Eggplant Caponata Dip {Recipe}

Today is National Tortilla Day so I wanted to share a dip with you all to celebrate the day. This Eggplant Caponata Dip recipe is courtesy of Maria Zoitas’, creator of “Maria’s Homemade” line of prepared food sold exclusively at Westside Market NYC.


  • ½ Cup Extra Virgin Olive Oil
  • 2 garlic cloves, minced
  • 1 Large Onion, Diced
  • 2 Celery Ribs, Diced
  • 1 Red Pepper, Seeded and Diced
  • 2 Eggplant, Cut into ½-inch Cubes
  • 2 Tomatoes, Peeled, Seeded and Chopped
  • 2 Tbsp. Capers, Drained
  • ½ Cup Pitted Green Olives
  • ¼ Cup Red Wine Vinegar
  • ¼ Cup Chopped Parsley
  • Salt and Pepper


  • Heat oil in frying pan
  • Cook garlic, onion, celery, red pepper and eggplant until soft
  • Stir in tomatoes and cook for 5 minutes
  • Put vegetables in bowl and toss with capers, olives, vinegar, parsley, salt and pepper
  • Taste, adding more vinegar and olive oil as needed

(Disclosure: I was not compensated for posting this recipe.)

6 thoughts on “Eggplant Caponata Dip {Recipe}”

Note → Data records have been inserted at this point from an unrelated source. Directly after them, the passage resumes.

PR #456, opened 2021-05-27
fix duplicate query searches from same global action keywords

jjw24:
When a plugin has multiple global action keywords, flow loops through the plugin's global (*) and action keywords and fire them off to query. This creates a scenario where a plugin with multiple global action keywords (*), for example 4, running the plugin search 4 times unnecessarily. This also could potentially have a performance cost to it.

This fix excludes adding multiple duplicate global and action keywords even if the plugin has 4 global action keywords, only fire search once.


taooceros:
why not just make GlobalPlugins a hashset?

jjw24:
lgtm, did you want to approve?

taooceros:
Sorry I am reinstalling windows today. Will do it now

taooceros (approved):

PR #457, opened 2021-05-30
update to ExplorerPathActionkeyword branch

jjw24:


taooceros:
Why not use binding instead of a seperated function triggered when checked

jjw24:
> ~Why not use binding instead of a seperated function triggered when checked~

Crossed out?

taooceros:
> > ~Why not use binding instead of a seperated function triggered when checked~
> 
> Crossed out?

Crossed out because the function require additional checking (but still can be done in binding, but is similarly complex). Let me check whether we can simplify this process.

Plugins/Flow.Launcher.Plugin.Explorer/Search/SearchManager.cs
```diff
@@ -46,36 +47,39 @@ internal async Task<List<Result>> SearchAsync(Query query, CancellationToken tok
...
-            if (query.ActionKeyword == settings.SearchActionKeyword)
-                return Settings.ActionKeyword.SearchActionKeyword == allowedActionKeyword;
-
-            
-            return (Settings.ActionKeyword.IndexOnlySearchActionKeyword == allowedActionKeyword && settings.EnabledIndexOnlySearchKeyword)
-                || (Settings.ActionKeyword.PathSearchActionKeyword == allowedActionKeyword && settings.EnabledPathSearchKeyword)
-                || settings.SearchActionKeyword == Query.GlobalPluginWildcardSign;
+            return allowedActionKeyword switch
+            {
+                Settings.ActionKeyword.SearchActionKeyword => settings.EnableSearchActionKeyword &&
```
jjw24, line 74: would this `Settings.ActionKeyword.SearchActionKeyword ` work if the action keyword has been updated several times, since you are not referencing the settings instance that contains the updated action keyword?

taooceros: The `Settings.ActionKeyword.SearchActionKeyword` is only an enum, so it is static

jjw24: oh yeah you are right, lol ignore me

taooceros: It is only used for matching which actionkeyword we want to check. `settings.SearchActionKeyword` is the actual reference we are checking.

jjw24: Yeah I actually did several rewrites before pushing this up so forgot which version I had settled on lol

taooceros:
hmmm some logic is weird. Give me some time to fix that.

jjw24:
> Do we want these setting be the same? Or they are not supposed to be the same (the same just to use SearchActionkeyword)

what settings are you referring to?

taooceros:
> > Do we want these setting be the same? Or they are not supposed to be the same (the same just to use SearchActionkeyword)
> 
> what settings are you referring to?


The four action keywords.

jjw24:
same as in using the global action keyword? then yes except for content search which default is `doc:`

taooceros:
> same as in using the global action keyword? then yes except for content search which default is `doc:`

Well in my last commit, I make it to be exclusive. I would consider user should use the SearchActionkeyword when they want index search and path search with one actionkeyword, use PathSearchActionkeyword or IndexOnlyActionkeyword when they only wants a specific location.
Maybe there's no need for allowing duplicate actionkeyword, which will increase the complexity of updating actionkeyword.

jjw24:
> > same as in using the global action keyword? then yes except for content search which default is `doc:`
> 
> Well in my last commit, I make it to be exclusive. I would consider user should use the SearchActionkeyword when they want index search and path search with one actionkeyword, use PathSearchActionkeyword or IndexOnlyActionkeyword when they only wants a specific location.
> Maybe there's no need for allowing duplicate actionkeyword, which will increase the complexity of updating actionkeyword.

Yeah, the changes in this pr is intending to allow search as how it is functioning before, plus those individual action keywords when enabled.

No need to worry about allowing dup action keyword for this, if we going to tackle it better do it in a separate pr.

jjw24:
Only duplicate action keyword that is allowed is global action keyword

taooceros:
> Only duplicate action keyword that is allowed is global action keyword

yes you are right, because that's handled by Flow's plugin system.

jjw24:
if this is good to go, shall we merge it into your pr?

taooceros:
> if this is good to go, shall we merge it into your pr?

Sure, I just waiting for your review.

  1. Pingback: makingtimeformommy
  2. How do you judge whther an eggplant will be bitter? I grew up eating eggplant almost every week. But it is great pureed with hummus.

  3. This sounds really good! It has been a while since I’ve had this dip, I would love to make some myself. Doesn’t sound too difficult, thanks for sharing.